== PROBLEM DETAILS ==
Would you please give all the lines below again, exactly as they stand?

RECORD EXTRACTS Start Marker

PR #1330, opened 2022-04-18
Back button improvements

### LINKED ISSUE #1323: Add back button in unlock screen
### Discord Discussion Link

na

Chrome

Go back from unlock screen

### What did not work?

There's no back button here. 

Screen Shot 2022-04-15 at 10 16 07

### Version

Community Edition v0.13.0

### Relevant log output

_No response_

jagodarybacka:
Resolves #1323
### What was done
* improved how Back button component handles going back in history
* going back to root path on onboarding page and setting password
* rejecting pending transaction and going back on password unlock page

### Testing
* Test back buttons on transaction approval flow
* Test back buttons on onboarding flow
<div style="display: flex">
image
image
</div>

### DIFF
--- a/ui/components/Keyring/KeyringSetPassword.tsx
+++ b/ui/components/Keyring/KeyringSetPassword.tsx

RECORD EXTRACTS End Marker

== ANSWER TO THE EXERCISE ==
PR #1330, opened 2022-04-18
Back button improvements

### LINKED ISSUE #1323: Add back button in unlock screen
### Discord Discussion Link

na

Chrome

Go back from unlock screen

### What did not work?

There's no back button here. 

Screen Shot 2022-04-15 at 10 16 07

### Version

Community Edition v0.13.0

### Relevant log output

_No response_

jagodarybacka:
Resolves #1323
### What was done
* improved how Back button component handles going back in history
* going back to root path on onboarding page and setting password
* rejecting pending transaction and going back on password unlock page

### Testing
* Test back buttons on transaction approval flow
* Test back buttons on onboarding flow
<div style="display: flex">
image
image
</div>

### DIFF
--- a/ui/components/Keyring/KeyringSetPassword.tsx
+++ b/ui/components/Keyring/KeyringSetPassword.tsx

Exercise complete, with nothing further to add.